Disclaimer: The characters, locations and setting all belong to J.K. Rowling. I own nothing but this moment that I have borrowed.

They were a watercolor, they were a masterpiece. Emerging over the hill, soaked in blood and carrying the limp body of Hermione Granger in his arms, Severus wished he could see – just for a moment – the beauty of their image. She was bleeding all over his hands, all over his chest. Her hair was flowing loose behind her, her bare legs hanging over his arm. He was dressed in black – her executioner, her reaper, her savior – his body still trembling from the affects of the final moments. His hands shook, his knees threatened to give way at every step. Beneath them, the sun was setting. Beneath them, the bodies of friends and foes alike were basking in their final sunset as the living tended to the wounds of the dying.

Hermione was dying too. They hadn't stopped to help her, they hadn't picked her up with their wands and whisked her away to St. Mungo's. They had passed by her, as she bled on the corpse of Ron Weasley, they had believed her dead. They had seen the blood – she must have bled a river by now, Severus thought – and they had left her. Hers was not a magical affliction, she had not been cursed. She had been stabbed, repeatedly, and her open wounds were weeping red tears unto the body of her friend, her former boyfriend.
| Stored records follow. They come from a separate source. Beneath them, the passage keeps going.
PR #98, opened 2016-10-06
[#287] More details on the search query string

nightsh:
* Mention that `q` is an Elasticsearch query string

Fixes opentrials/opentrials#287


nightsh:
@vitorbaptista kudos for the completions, let's merge this, shall we?

PR #99, opened 2016-10-06
[#474] Improve /search endpoint performance

vitorbaptista:
Using `res.json()` calls to `JSON.stringify()` on the response. As we're
getting the response from ElasticSearch, all fields are already converted to
JSON (there're no Date classes, for example), so there's no need to call
`JSON.stringify()`.

That reduces the response time in about 50%. You can check by using:
  ab -n 1000 -c 50 http://localhost:10010/v1/search

With and without this patch.

opentrials/opentrials#474


nightsh:
👍

PR #100, opened 2016-10-13
[#486] Ignore ICTRP when calculating discrepancies

nightsh:
Fixes opentrials/opentrials#486


nightsh:
Testing this is a bit silly now, suggestions are welcome. I tried to chain a `forEach` on a list of ignored sources, but didn't get the chaining right. It works as it is, but it could be improved.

Severus, barely conscious but walking, had stumbled into her, had seen the life in her red eyes and had allowed his arms to touch her, to hold her and to carry her here. She was alive, for now. She was the only one he knew alive. Potter, the Weasleys – all of them but the girl – Lupin, Tonks, Minerva... they were all dead. Somehow they had won without living, somehow their deaths had overcome Voldemort's men. Death Eaters by name, they could not stomach the meal of sacrifice dealt to them. Thousands of wizards had been willing to give their lives to fight. Barely one hundred had been killed, but they were the first hundred, the front line. Hermione was the only one whose blood was still warm, and as it seeped into his clothing, he was comforted that even if she was dying, even if these were her last breaths, she would not die alone, she would not die a face in the crowd, she would not be among the bodies being sorted into piles. She would die here, in his arms, or perhaps later in his rooms. She would not have an unmarked grave, she would not be ticked off on a list, her name not printed in the long list of the dead.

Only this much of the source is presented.